Ähnlich argumentieren auch die Aktivist*innen der »offenen Versammlung«, eine Neugründung aus dem antiautoritären Spektrum Berlin. Sie wollen keine Themen der »herrschenden Klasse« behandeln und zählen dazu unter anderem geopolitische Fragestellungen. Stattdessen schlagen sie vor, »zu kämpfen«, anstatt »zu fordern«. Doch was das heißt, bleibt unbestimmt. Die Beiträge im Sammelband widersprechen sich: Einerseits wird darauf hingewiesen, die Verarmungspolitik als Machtpolitik zu analysieren und entsprechend Strategien zu entwickeln, andererseits wird die Analyse der Verhältnisse als vermeintliche Abgehobenheit problematisiert.
Jeder Protest bleibt bei einer moralischen Empörung stehen, wenn die Ideologie der Leistungsgerechtigkeit ungebrochen fortwirkt.
Marcus Staiger führt außerdem als Grund für die gescheiterten Sozialproteste an, dass die Linke »so wenig von diesem unappetitlichen Volk« hält. Angesichts des brandgefährlichen Nationalismus ist diese Aussage zurückzuweisen. Die Bewegungen von Armutsbetroffenen, spezifischer von Arbeitslosen, besaßen »nur in Verbindung mit anderen Bewegungen … Durchschlagskraft«, schreibt Gerhard Hanloser in seinem Beitrag. Anstatt also das Volk als Subjekt zu adressieren, scheint es sinnvoller, über die realen Verbindungsmöglichkeiten der Klima- oder der migrantischen Bewegungen zu debattieren. In diese Richtung zielen auch die Beiträge von Judith Dellheim (Referentin für Solidarische Ökonomie bei der Rosa-Luxemburg-Stiftung) oder des Ökosozialisten Bruno Kern.
Alltag der Armut
Doch Staiger und auch Rein haben in einem Punkt Recht: Die Linke ist ständig damit beschäftigt, sich abzugrenzen – und verliert damit den Bezug zum Alltag jener, die in Armut leben. Die soziale oder gar die Klassenfrage zu stellen, galt lange nicht mehr als schick, was angesichts der sich durchsetzenden neoliberalen Verarmungspolitik ignorant ist. Was es heißt, finanziellen Ausschließungsprozessen unterworfen zu sein, weiß innerhalb der radikalen Linken bis heute kaum jemand. Hanloser kritisiert in seinem lesenswerten historischen Beitrag zum Verhältnis der Linken zur Nicht-Arbeit, die immer noch verbreitete Überzeugung, dass jene, die nicht lohnarbeiten, die »Klassenlosen«, keine »gesellschaftliche Macht« generieren. Vielleicht gibt es eine »potenzielle Systemsprengkraft gerade aufgrund der ›Überflüssigkeit‹«? Wenngleich sicher ist, dass die Strategie, das Kapital durch massenhafte Arbeitsverweigerung in die finale Krise zu treiben, nicht aufgehen wird.

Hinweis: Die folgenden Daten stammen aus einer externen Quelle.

PR #3169, opened 2026-09-17
feat(plugins): add sandboxed taxonomy writes

ascorbic:
## What does this PR do?

Adds the `taxonomies:write` sandboxed-plugin capability as a complete vertical slice. Plugins can create taxonomy terms and apply idempotent add/remove assignment deltas through `ctx.taxonomies`; write implies read, uses term row or translation-group IDs, validates collection attachment, entry and term ownership, configured locales, translation identity, and hierarchy, and invalidates taxonomy caches after successful mutations.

Der Sammelband endet mit Beiträgen, die die »kapitalistische Ignoranz gegenüber menschlichen Lebensgrundlagen« (Gabriele Winker) und den Leid hervorrufenden »bürgerlichen Arbeitsprozess« (Slave Cubela) ins Zentrum stellen. Dagegen werden organisierte und soziale Beziehungen gestellt. Ausgrenzungserfahrungen, Krankheiten, andauernde Existenzangst, Stigmatisierung und Scham machten es notwendig, mit Menschen zu sprechen und Orte des Gemeinsamen zu schaffen, an denen das Leid geteilt werden kann. Vertrauen innerhalb der Klasse ohne Klasse zu schaffen, wird niemals in einzelnen Mobilisierungen gelingen.
Anne Seeck, Gerhard Hanloser, Peter Nowak und Harald Rein (Hg): KlassenLos. Sozialer Widerstand von Hartz IV bis zu den Teuerungsprotesten. Die Buchmacherei, Berlin 2023. 256 Seiten, 12 EUR.